SoMeta updates and current work

03 Aug 2021

SoMeta has been enhanced to provide a new configuration mechanism through a simple yaml configuration. Configuring through a yaml file makes SoMeta more easily automated since config templates can be created and filled in as needed by a variety of automation tools. Internally, we’ve completely moved to using SoMeta in this arrangement. An example config file is provided in SoMeta’s Github repo.

A minor update to the user-contributed ss monitor to enable user-specified command-line options for the Linux /bin/ss tool instead of hard-coding them in the binary. The ss monitor is on its way to obsolescence anyway, as have also created a new cmdlinetool monitor that generalizes (and thus subsumes) the functionality of the ss monitor. Moreover, the ss monitor was Linux-only, but the new command-line tool monitor does not have any restriction regarding build OS.

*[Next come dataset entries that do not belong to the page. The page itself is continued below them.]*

PR #1213, opened 2022-07-12
9718 online location added

jtmst:
## Description
Logic added to include location for online events

## Testing done
Local visual confirmation

## Screenshots
Screen Shot 2022-07-12 at 11 22 13 AM

## Acceptance criteria
- [ ] "This is an online event" displays as the location for online events

## Definition of done

### DIFF
--- a/src/site/layouts/event.drupal.liquid
+++ b/src/site/layouts/event.drupal.liquid
@@ -74,11 +74,7 @@
                     <p class="vads-u-margin--0">{{ fieldLocationHumanreadable }}</p>
                   </div>
                 {% else %}
-
                   <div class="vads-u-display--flex vads-u-flex-direction--column">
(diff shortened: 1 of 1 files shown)


wullaski (changes requested):
Can you add your fieldLocationType check to the set of 'or' statements above and add an elseif for it that way we don't have to repeat the 'where:' block.

ryguyk (changes requested):
I think I agree with @wullaski. There are three conditions that should result in "Where:" being displayed. Currently, two are handled together, then the third one on its own. I think they should all be handled together (i.e. move new condition into block above), or all be moved individually (i.e. split up two conditions above to look more like the new one). This might be a matter of personal taste.

wullaski (approved):

ryguyk (approved):

PR #1222, opened 2022-07-19
VACMS-9840: Works around a Drupal bug with updating alt text in image media.

ndouglas:
## Description
See department-of-veterans-affairs/va.gov-cms#9840.

If you update the alt text of a Media Image in Drupal, the alt text is not actually changed; see this core issue: https://www.drupal.org/project/drupal/issues/3232414 (which I've yet to chime in on)

I've changed the GraphQL queries referring to thumbnail.alt and the liquid templates so that the content build will reflect the latest alt text, rather than the original alt text.

I made the simplest and probably dumbest changes possible because I don't really speak GraphQL and I'm an idiot even when I'm fluent in the thing in question, so apologies if I'm missing something obvious.

## Acceptance criteria
- [ ]

## Definition of done


olivereri (approved):

ndouglas:
Thank you so much for the review, @maxx1128 -- I'll look into that.  I saw that when I was searching for things to replace, but I assumed it was an image field and not a media field.  That might've been an incorrect assumption -- I'll trace through and find out what that type actually is.  Thank you!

Building on what we’ve learned with SoMeta and ELF, we are pursuing three inter-related goals: (1) examining throughput measurement methods and their strengths and weaknesses, (2) examining a new model-based latency filtering technique based on the Kalman filter and a fluid queue model, and (3) examining noise introduced by rate limiting and “slow” host processing on ICMP time exceeded responses from intermediate routers. Given our experiences with SoMeta and ELF, we are optimistic about gaining new insights into the behavior and performance of throughput measurement tools such as MLab’s NDT, Ookla Speedtest, Netflix’s FAST and perhaps others (e.g., librespeed). Other researchers have examined differences between throughput measurement tools, but not alongside metadata collection methods like those we have developed. We will be doing this study while using and enhancing SoMeta and ELF over the coming year.


back to the post index


ELF: eBPF telemetry framework

30 Jul 2021

The SoMeta tool as originally developed in this project was designed for certain types of measurement processes, in particular rather low-rate, periodic network measurements. Some network measurement processes, e.g., throughput measurement methods, were not a very good fit for our approach. For example, with throughput measurement, the packet streams may be emitted to multiple endpoints (e.g., as is done with Netflix’s FAST), or there may be multiple packet streams emitted in parallel (many tools do this), and those streams may be subject to in-network load balancing. So if we want to know which (layer 3) network paths were traversed by the throughput measurement packet streams, the original SoMeta tool couldn’t help. It also couldn’t help if we wanted to try to understand whether the throughput limitation was due to in-network congestion or due to an end-host constraint. These issues are incredibly important in efforts to characterize broadband deployments (e.g., the US FCC’s Measuring Broadband America) and for customers to ensure that they are getting what they pay for, as well as for holding service providers to account for the actual service they deliver.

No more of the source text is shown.